Namun, Indonesia kini justru berupaya menerapkan kebijakan kontradiktif dengan melakukan langkah serupa. Padahal tindakan tersebut telah memberikan gangguan yang terasa oleh tenaga kerja hingga produk ekspor Indonesia, khususnya produk hasil tembakau.
Australia tidak memiliki industri ataupun ekosistem pertembakauan yang memberikan kontribusi terhadap pendapatan negara, penyerapan tenaga kerja, hingga hilirisasi ekspor produk tembakau manufaktur seperti di Indonesia.
"Negara yang mampu melakukan ekspor ke luar negeri seperti Indonesia telah memperoleh pendapatan dari sana. Kita juga pernah melawan kebijakan-kebijakan negara untuk mengenakan plain packaging itu, tetapi sekarang mau menerapkan di Indonesia," ujar Hikmahanto.

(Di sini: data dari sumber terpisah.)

PR #225, opened 2024-05-12
Macos dev fixes

JVeg199X:
### Description

Made all the necessary fixes and changes to be able to launch and debug the Swadge Emulator on macOS from the comfort of your own VS Code.

Previously you needed to manually launch the Swadge Emulator from a separate XQuartz terminal window. Also, it was not possible to debug. 

Follow the revised instructions in the documentation and this should be handled automatically with the `(lldb) Launch` configuration, except for the step to launch the pulseaudio service.\.

### Test Instructions

clean emulator
Run without Debuggin (with `(lldb) Launch` configuration selected)

### DIFF
--- a/emulator/src/extensions/keymap/ext_keymap.c
+++ b/emulator/src/extensions/keymap/ext_keymap.c
@@ -10,7 +10,7 @@
 //==============================================================================
 
 static bool keymapInit(emuArgs_t* emuArgs);
-static int32_t keymapKeyCb(uint32_t keycode, bool down);
+static int32_t keymapKeyCb(uint32_t keycode, bool down, modKey_t modifiers);
 
 //==============================================================================
 // Structs
@@ -52,7 +52,7 @@ const emuExtension_t keymapEmuCallback = {
     .fnInitCb        = keymapInit,
     .fnPreFrameCb    = NULL,
     .fnPostFrameCb   = NULL,
-    .fnKeyCb         = keymapKeyCb,
+    .fnKeyCb         = &keymapKeyCb,
     .fnMouseMoveCb   = NULL,
     .fnMouseButtonCb = NULL,
     .fnRenderCb      = NULL,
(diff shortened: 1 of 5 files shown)


emulator/src/extensions/keymap/ext_keymap.c
```diff
@@ -100,7 +100,7 @@ static bool keymapInit(emuArgs_t* emuArgs)
     return false;
 }
 
-static int32_t keymapKeyCb(uint32_t keycode, bool down)
+static int32_t keymapKeyCb(uint32_t keycode, bool down, modKey_t modifiers)
```
AEFeinstein, line 103: oops. we should pay more attention to warnings from the emulator...
```c
/**
 * @brief Function to be called whenever a key is pressed.
 *
 * To allow the key press to be sent to other callbacks and the emulator, return 0.
 * To consume the key press and stop it from being sent to the emulator, return a negative value.
 * To replace the key press with a new one, return the new key code.
 *
 * @param keycode The key code. This is either a lowercase ASCII value or a \c CNFG_KEY_x code defined in CNFG.h
 * @param down true if the key was pressed, or false if the key was released
 * @param modifiers A bitfield representing all the modifier keys currently held down
 * @return A new keycode to replace the event with, or -1 to cancel it, or 0 to do nothing.
 */
int32_t (*fnKeyCb)(uint32_t keycode, bool down, modKey_t modifiers);
```

emulator/src/extensions/keymap/ext_keymap.c
```diff
@@ -52,7 +52,7 @@ const emuExtension_t keymapEmuCallback = {
     .fnInitCb        = keymapInit,
     .fnPreFrameCb    = NULL,
     .fnPostFrameCb   = NULL,
-    .fnKeyCb         = keymapKeyCb,
+    .fnKeyCb         = &keymapKeyCb,
```
AEFeinstein, line 55: I don't think you need the `&` here. Or if you do, wouldn't you need it for `keymapInit` as well?

AEFeinstein (commented):
This looks good, aside from the one suspect `&`.

I'm going to wait until https://github.com/cntools/rawdraw/pull/109 and https://github.com/cntools/cnfa/pull/24 are accepted and the submodule hashes are updated in this branch before merging to `main`.

It would be nice if https://github.com/cntools/cnfa/pull/23 gets merged as well, but not necessary.

emulator/src/extensions/keymap/ext_keymap.c
AEFeinstein: Removed it.

AEFeinstein (approved):

Issue #219, opened 2024-05-05
Themed Menu


AEFeinstein:
Make a themed menu that looks like this:

![image](https://github.com/AEFeinstein/Super-2024-Swadge-FW/assets/231180/42aaf7a6-967a-45da-a543-fca653210c8f)

The fonts are Righteous with a 150% vertical stretch and Rodin Pro Extra Black

### TODO

- [ ] Animate the background
- [ ] Offset text from parallelograms & outline it
- [ ] Fix battery indicator placement
- [ ] Clean up fonts
    - [ ] Fix vertical font offsets
- [ ] LED Effects

AEFeinstein:
Progress in https://github.com/AEFeinstein/Super-2024-Swadge-FW/tree/theme-menu

TODO

- [ ] Animate the background
- [ ] Offset text from parallelograms & outline it
- [ ] Fix battery indicator placement
- [ ] Clean up fonts
    - [ ] Fix vertical font offsets
- [ ] LED Effects

PR #226, opened 2024-05-18
Font outline

AEFeinstein:
### Description

Added a way to create outline fonts, which can be drawn over an existing font to outline it.

Add a way to have the mania renderer allocate and free its own fonts.

### Test Instructions

The outline font is used in the mania menu renderer.

### Ticket Links

#219

### Readiness Checklist


dylwhich:
Looks good to me, except the item font here seems a little weird (the lowercase `a` and `e` get chopped a bit) - is this just because the outline is the same color as the background?
screenshot-1716166362242

dylwhich:
> is this just because the outline is the same color as the background?

Wait, I can just try it and see! 
screenshot-1716166971599

Yeah, it looks fine with a non-background color even though the thin letters are still technically chopped up. So I think it's a non-issue for this PR.

AEFeinstein:
Yeah, I made the decision to draw the outline on this inside edge of the font rather than the outside edge so that the outline font would be the exact same size and could be drawn without any offsets. The downside is that thin fonts don't take it so great.

AEFeinstein:
Closed in favor of #236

3. Bertentangan dengan kebijakan Presiden Prabowo Subianto

Hikmahanto melihat bahwa agenda-agenda yang dibawa Kemenkes melalui PP 28/2024 maupun Rancangan Permenkes berkiblat pada FCTC yang telah dipelajar secara seksama oleh Indonesia dan memilih untuk tidak meratifikasinya. Hal ini menunjukkan, Indonesia seakan tidak berdaulat dalam menentukan arah kebijakan.

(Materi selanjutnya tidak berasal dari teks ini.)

PR #272, opened 2024-09-07
Create snapshot release with downloads when merging into main

dylwhich:
### Description

* The CI process was updated to automatically create a new github release called "snapshot" whenever changes are merged to main.
* The Windows build now uses static `pthread` instead of linking against the shared `libwinpthread-1`, so including `libwinpthread-1.dll` in the artifact is no longer necessary!
* Minor updates to documentation to reflect changes.
* Finally using msys2 action with caching for Windows (I ended up switching the order of the firmware / emulator as suggested). Now it's almost a whole minute faster!

### Test Instructions

Here's an example from my fork of what this will create: https://github.com/dylwhich/Swadge-IDF-5.0/releases/tag/snapshot.

Before merging, you can download the artifacts from the action (or from the last run on my fork) and check that all the files are there. You should be able to just unzip and double-click on any platform now!

Check the firmware to make sure everything is there.

### Readiness Checklist

### DIFF
--- a/.github/workflows/build-firmware-and-emulator.yml
+++ b/.github/workflows/build-firmware-and-emulator.yml
@@ -24,10 +24,10 @@ jobs:
             family: windows
             emulator: true
             firmware: true
-            emu_artifacts: |
-              swadge_emulator.exe
-              version.txt
-              C:\msys64\mingw64\bin\libwinpthread-1.dll
+            emu_artifacts:
+              - swadge_emulator.exe
+              - version.txt
+              - C:\msys64\mingw64\bin\libwinpthread-1.dll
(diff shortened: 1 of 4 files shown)


AEFeinstein:
I feel like there's a joke about double-zipping executables somewhere... It's silly, but a price I'm willing to pay.

There are a few CI warnings (mostly OSX), but I'm guessing you saw them and they don't matter?
image

AEFeinstein (approved):

dylwhich:
Ah yeah I think those errors are just like, we're installing stuff unnecessarily, which I think should be fine in case something isn't installed by default in the future.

"Kita tidak dan jangan pernah tunduk dengan FCTC, tapi mereka memaksa lewat Kemenkes supaya ketentuan-ketentuan yang ada dalam FCTC itu diadopsi. Jadi bukan diratifikasi, diadopsi ke dalam hukum Indonesia," kata Hikmahanto.
Tindakan diam-diam mengadopsi ketentuan FCTC ke dalam kebijakan dinilai Hikmahanto tidak sesuai dengan pandangan Presiden Republik Indonesia Prabowo Subianto. Hikmahanto mengatakan, dalam berbagai kesempatan, Prabowo telah menegaskan melawan berbagai macam bentuk intervensi dari luar negeri dan berkomitmen menjadikan Indonesia lepas dari segala intervensi asing.
"Jadi jangan kita mau percaya dengan apa yang disampaikan dari luar negeri. Pak Prabowo menegakkan hal itu. Kita negara besar. Kita harus tegak mempertahankan kedaulatan. Apa yang terbaik untuk Indonesia, itulah kebijakan yang harus diambil," tutur Hikmahanto.